Here is something reversible. :)

By shwhale

ok!! Actual Reversing.

int __cdecl main(int argc, const char **argv, const char **envp)
{
  char i; // [rsp+7h] [rbp-59h]
  int v5; // [rsp+8h] [rbp-58h]
  int v6; // [rsp+Ch] [rbp-54h]
  char s[72]; // [rsp+10h] [rbp-50h] BYREF
  unsigned __int64 v8; // [rsp+58h] [rbp-8h]

  v8 = __readfsqword(0x28u);
  puts("Welcome to the transformer! We take what you have, and make it into what you have always wanted!");
  printf("What do you have to offer?\n> ");
  fgets(s, 64, _bss_start);
  s[strcspn(s, "\n")] = 0;
  v5 = 0;
  v6 = 0;
  while ( s[v5] )
  {
    for ( i = s[v5]; i; i >>= 1 )
      v6 += i & 1;
    ++v5;
  }
  if ( v6 == 108 )
  {
    puts("Here's my perscription:");
    perscribe(s);
    printf("%s", TRUTH);
  }
  else
  {
    puts("That'll NEVER turn into what you want!");
  }
  return 0;
}

The binary reads a string from the user, and then calculates the number of bits set in the string.
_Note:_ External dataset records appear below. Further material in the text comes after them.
PR #585, opened 2026-06-16
Closes #254: Quick Add support for custom object object/multiobject fields

### LINKED ISSUE #254: Quick Add functionality
### Plugin Version

0.4.0

### Proposed functionality

Implement and enable the Quick Add widget for object and multiobject field types pointing to Custom Objects.

### Use case

This functionality would bring Custom Objects into consistency with all other object selection fields in NetBox.

### External dependencies

_No response_

bctiemann:
## Summary

Adds Quick Add (`+`) button support to `object` and `multiobject` fields whose target is a Custom Object Type, bringing them into consistency with all other object selection fields in NetBox.

Screenshot 2026-06-16 at 6 19 07 PM
Screenshot 2026-06-16 at 6 17 14 PM

## How it works (entirely within the plugin — no core changes needed)

**`field_types.py`** — After constructing the `DynamicModelChoiceField` / `DynamicModelMultipleChoiceField` for a COT target, sets `widget.quick_add_context` directly on the widget. The standard path through `DynamicModelChoiceMixin.get_bound_field()` calls `get_action_url(model, action='add')`, which cannot resolve custom object URLs (they require a `custom_object_type` slug parameter). Setting the context directly bypasses that call entirely.

**`views.py`** — `CustomObjectEditView.get()` and `post()` are overridden for the `_quickadd` path. The core `htmx/quick_add.html` uses `{% action_url model 'add' %}` which fails for dynamically-generated COT models. The overrides use a plugin-local template instead. Non-quick-add requests delegate to `super()` unchanged. The success path (`htmx/quick_add_created.html`) works as-is — it only needs `object.pk` and `str(object)`.

**`templates/netbox_custom_objects/htmx/co_quick_add.html`** — mirrors the core `htmx/quick_add.html` but replaces `{% action_url model 'add' %}` with `{% url 'plugins:netbox_custom_objects:customobject_add' model.custom_object_type.slug %}`.

## Test plan

- [ ] Create two COTs (`Foo` and `Bar`), add an `object` field on `Bar` pointing at `Foo`
- [ ] Open the `Bar` add form — verify the `+` button appears next to the `Foo` field
- [ ] Click `+`, fill in the quick-add form, submit — verify the new `Foo` is created and auto-selected
- [ ] Repeat with a `multiobject` field
- [ ] Verify validation errors in the quick-add modal re-render correctly (required fields missing, etc.)

### DIFF
--- a/netbox_custom_objects/field_types.py
+++ b/netbox_custom_objects/field_types.py
@@ -21,6 +21,7 @@ from django.db.models.manager import Manager
 from django.db.models.signals import m2m_changed
 from django.utils.html import escape
 from django.utils.safestring import mark_safe
+from django.urls import reverse
 from django.utils.translation import gettext_lazy as _
 from extras.choices import CustomFieldTypeChoices, CustomFieldUIEditableChoices
 from utilities.api import get_serializer_for_model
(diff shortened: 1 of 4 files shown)


bctiemann:
@claude /review

bctiemann:
Added tests and fixed the minor issues (not 4, the one deemed unnecessary).

arthanson (approved):
nice!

If the number of bits set is 108, it calls a function perscribe with the string. The perscribe function then does some bit manipulation and prints out a message.

unsigned __int64 __fastcall perscribe(char *a1)
{
  void *v1; // rsp
  __int64 v3; // [rsp+0h] [rbp-60h] BYREF
  char *s; // [rsp+8h] [rbp-58h]
  int i; // [rsp+18h] [rbp-48h]
  int j; // [rsp+1Ch] [rbp-44h]
  int k; // [rsp+20h] [rbp-40h]
  int v8; // [rsp+24h] [rbp-3Ch]
  int v9; // [rsp+28h] [rbp-38h]
  int v10; // [rsp+2Ch] [rbp-34h]
  int v11; // [rsp+30h] [rbp-30h]
  int v12; // [rsp+34h] [rbp-2Ch]
  __int64 v13; // [rsp+38h] [rbp-28h]
  __int64 *v14; // [rsp+40h] [rbp-20h]
  unsigned __int64 v15; // [rsp+48h] [rbp-18h]

  s = a1;
  v15 = __readfsqword(0x28u);
  v8 = strlen(TRUTH);
  v9 = 8 * v8;
  v13 = 8 * v8 - 1LL;
  v1 = alloca(16 * ((8 * v8 + 15LL) / 0x10uLL));
  v14 = &v3;
  for ( i = 0; i < 8 * v8; ++i )
    *((_BYTE *)v14 + i) = 0;
  v10 = strlen(s);
  for ( i = 0; i < v10; ++i )
  {
    for ( j = 0; j <= 7; ++j )
    {
      v11 = 1 << j;
      if ( ((1 << j) & s[i]) != 0 )
      {
        v12 = 8 * i + j;
        for ( k = 0; ((TRUTH[k >> 3] >> (k & 7)) & 1) == 0 || *((_BYTE *)v14 + k); ++k )
          ;
        printf("Take %d of these, then\n", (unsigned int)(k - v12));
        *((_BYTE *)v14 + k) = 1;
      }
    }
  }
  puts("You're done!");
  return v15 - __readfsqword(0x28u);
}

The perscribe function initializes an array of bytes v14 with zeros. It then iterates over each byte in the input string s, and for each bit set in the byte, it finds the first bit set in the TRUTH string that has not already been used. It then prints out "Take X of these, then", where X is the difference between the bit position in the TRUTH string and the bit position in the input string. It then marks that bit as used.

alt text

Matching with TRUTH

  • The function scans through the bits of TRUTH (for (k = 0; ... ; ++k)) looking for:
    • The first bit that is set (((TRUTH[k >> 3] >> (k & 7)) & 1) != 0).
    • The first bit that has not already been used (!*((_BYTE *)v14 + k)).
  • Once it finds such a bit, it prints "Take X of these, then", where X = k - v12 (the offset between input and TRUTH).
  • It marks that bit position as used (*((_BYTE *)v14 + k) = 1).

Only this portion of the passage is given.